How come you always have to install some version of pytorch or tensor flow to run these ml models? When I'm only doing inference shouldn't there be easier ways of doing that, with automatic hardware selection etc. Why aren't models distributed in a standard format like onnx, and inference on different platforms solved once per platform?
>How come you always have to install some version of pytorch or tensor flow to run these ml models?
The repo is aimed at developers and has two parts. The first adapts the ML model to run on Apple Silicon (CPU, GPU, Neural Engine), and the second allows you to easily add Stable Diffusion functionality to your own app.
If you just want an end user app, those already exist, but now it will be easier to make ones that take advantage of Apple's dedicated ML hardware as well as the CPU and GPU.
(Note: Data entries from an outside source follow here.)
PR #67, opened 2024-03-26
Create Database interface - Firestore/Mock implementations

Plouc314:
Create a `Database` interface with basic read/write/delete functions.
Create Firestore and mock implementations.

Close #52

PR #68, opened 2024-03-26
Data model availability

### LINKED ISSUE #54: Data model: Availability
Define how the availabilities of a crew/pilot are represented and stored.

**Frontend**
* Define what attributes are needed
* Think of how you will query them, based on what criteria. 

**Database**
* Think of how to represent the data to have them easily query-able
* Think of potential similarities with flight temporal informations

Plouc314:
Based on #67 for database setup.

Split data model into "schema" and "model", one for the database representation and one for the frontend representation.

Create schema, model and table classes for the Availability data model.

Close #54

### DIFF
--- a/app/src/main/java/ch/epfl/skysync/database/MockDatabase.kt
+++ b/app/src/main/java/ch/epfl/skysync/database/MockDatabase.kt
@@ -8,6 +8,10 @@ class MockDatabase : Database {
   private var idCounter = 0
   private var state = hashMapOf<String, Any>()
 
+    fun getState(): HashMap<String, Any> {
+        return state
+    }
+
   private fun getKey(path: String, id: String): String {
     return "$path/$id"
   }
@@ -21,7 +25,7 @@ class MockDatabase : Database {
     val key = getKey(path, idCounter.toString())
     state[key] = item
     idCounter += 1
-    onCompletion
+    onCompletion()
   }
 
   override fun <T : Any> get(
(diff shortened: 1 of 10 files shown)


RAFInery:
a few comments:
- They actually organize their availabilities in two time **slots** per day (morning/evening). Since the exact working hours are only published 12h in advance and may vary a lot, staff must give their availability for the entire morning and/or evening of a day.
- there should be 3 types of availabilities for a slot: 
   - "available", 
   - "maybe" (admin will double check with crew member before assigning)
   - not available

- I also suggest that we reference (with respect to the chosen structure of the  time slots e.g.  daily, weekly, ...) the collection of availabilities directly from the User. I.e. every user would have a property "availability". 
For the admins view, we'll collect those availabilities into one collection so that he can query them.

Here as a reference again the current structure of their excel sheet
Screenshot 2024-03-26 at 13 36 55

RAFInery:
nice. Jep, regarding the personid, we might as well remove it from the attributes of **Availability** (to simplify the class) if we reference it from the users and add it only in the request sent to firebase

Plouc314:
I see what you mean, for that we first need to do the person data model but I totally agree

RAFInery:
Generally many staff members will give not contiguous availabilities (since they work part-time). However, I like the idea of giving a range of availabilities (especially for full-time workers). Let's assume a user wants to be available every sunday or a whole week, every day except mondays...there should be an easy way to do so instead of setting the availabilities individually. I'll create an issue for that

RAFInery:
exactly but we might first want to discuss/brainstorm what kind of recurrences we want to allow, how to undo them etc.

RAFInery (approved):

>This repository comprises:
python_coreml_stable_diffusion, a Python package for converting PyTorch models to Core ML format and performing image generation with Hugging Face diffusers in Python
StableDiffusion, a Swift package that developers can add to their Xcode projects as a dependency to deploy image generation capabilities in their apps. The Swift package relies on the Core ML model files generated by python_coreml_stable_diffusion
That's done in professional contexts, when you only care about inference onnxruntime does the job well (including for coreml [1]).
I imagine that here apple wants to highlight a more research/interactive use, for example to allow fine tuning SD on a few samples from a particular domain (a popular customization).
Most models seem to be distributed by/for researchers and industry professionals. Stable Diffusion is state of the art technology, for example.
People who can't get the models to work by themselves given the source code aren't the target audience. There are other projects, though, that do distribute quick and easy scripts and tools to run these models.
Apple stepping in to get Stable Diffusion working on their platform is probably an attempt to get people to take their ML hardware more seriously. I read this more like "look, ma, no CUDA!" than "Mac users can easily use SD now". This module seemed to be designed so that the upstream SD code can easily be ported back to macOS without special tricks.
Seconded, I wish for a way to work with ML models using native code rather than through some Python scripting interface. I believe TensorFlow is there with C++, but it works only with C++ and not through FFI.
It would increase my interest in experimenting with these models 1000% at the least. I really can't be bothered to spend hours fucking around with pip/pipenv/poetry/virtualenv/anaconda/god knows what other flavour of the month package manager is in use. I just want to clone it and run it, like a Go project. I don't want to download some files from a random website and move them into a special directory in the repo only created after running a script with special flags or some bullshit. I want to clone and run.
It's one of the reasons I recently ported the Whisper model to plain C/C++. You just clone the repo, run `make [model]` and you are ready to go. No Python, no frameworks, no packages - plain and simple.
Apple has their own mlmodel format but they can’t distribute this model as a direct download due to the models EULA. The first task is to translate the model.
I mean, it is a legal time bomb in general[0], with a non-standard license that has special stipulations in an amendment. Do you really incur the weeks of lead time that it would take Legal to review the legality of redistributing this model?
Not really. You're not responsible for how users use products you distribute. The license is passed along to them, they would be the ones violating it.
No, I'm not. If you have supporting precedent for your position (that a licensor can be held liable for the unpreventable actions of a licensee) I would like to see it.
In the professional context (apart of individual apps distributed by small creators / indiehackers) usually models are run using standardized runtimes in native code (C++ usually), using runtimes TensorRT (for Nvidia Devices), onnxruntime (agnostic), etc.